Wednesday, May 25, 2022

Québec debates bill to permit euthanasia for incompetent people.

Alex Schadenberg
Executive Director, Euthanasia Prevention Coalition

The Québec National Assembly has introduced Bill 38, a bill to expand Québec's euthanasia law. Bill 38 is Québec's response to Truchon court decision, the federal passage of Bill C-7 in March 2021 and the report of a Québec government committee that supported euthanasia for incompetent people but not for mental illness.

Article: Québec Committee supports euthanasia for incompetent people but not for mental illness (Link)

Bill 38 removes the requirement that a person needs to be at the "end of life" to die by euthanasia, it permits euthanasia for incompetent people who requested it in their advanced directive and it permits euthanasia to be done by nurse practitioners, among other changes. Bill 38 does not permit euthanasia for mental illness alone, as the federal legislation, Bill C-7 had done.

Bill 38 removes conscience protections that were in the original Québec regulations which will force all hospices to provide MAiD (euthanasia). Bill 38 is expanding the law in accord with the demands of the euthanasia lobby.

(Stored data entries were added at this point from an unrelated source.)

PR #232, opened 2020-03-31
made libc optional so that it isnt pulled when not using libstd

reuvenpo:
Currently when compiling wasmi to targets that do not support libc, building fails even when using the `core` feature instead of the `std` feature. This PR fixes that :smiley:

### DIFF
--- a/Cargo.toml
+++ b/Cargo.toml
@@ -17,7 +17,7 @@ memory_units = "0.3.0"
 libm = { version = "0.1.2", optional = true }
 num-rational = { version = "0.2.2", default-features = false }
 num-traits = { version = "0.2.8", default-features = false }
-libc = "0.2.58"
+libc = { version = "0.2.58", optional = true}
 errno = { version = "0.2.4", optional = true }
 
 [dev-dependencies]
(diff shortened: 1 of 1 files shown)


reuvenpo:
[clabot:check]

reuvenpo:
Reviewers, please note that the CI failed because the `rustfmt` component is missing for the nightly compiler configured in your settings.

reuvenpo:
Tagging recent participants in the git tree:
@bddap @pepyakin @taegyunkim @mystor

reuvenpo:
`wasm32-unknown-unknown`, for one :smile:.
Specifically I'm trying to compile wasmi as no_std into an SGX enclave using a custom target provided by the Baidu Rust SGX SDK... but you can test this by compiling to any target that does not support libc, which is about half the tier-2 targets.

pepyakin:
Hm, both 

```
cargo +nightly build --target x86_64-fortanix-unknown-sgx --no-default-features --features core
cargo build --target wasm32-unknown-unknown --no-default-features --features core
```

work for me **without** this PR.

reuvenpo:
interesting... perhaps libc has some support for them in case it is being compiled to those targets..?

Bill 38 refers to euthanasia for incompetent people who had requested it in their advanced directive as a "contemporaneous request" where the “advance request for medical aid in dying” or “advance request” where it is made in anticipation of a person becoming incapable of giving consent with a view to an administration of such aid after the onset of that incapacity.

Permitting euthanasia by advanced consent creates several problems, even for people who believe in euthanasia. First, advanced request creates the problem of who will decide the time and place of the lethal injection. Secondly, since the person is deemed incapable of consenting, it denies the person the right to change their mind.

Further to the problems with advanced requests to be killed, Bill 38 will allow a "third" person to make the request in the presence of the person, when the person is unable to sign and date the request form.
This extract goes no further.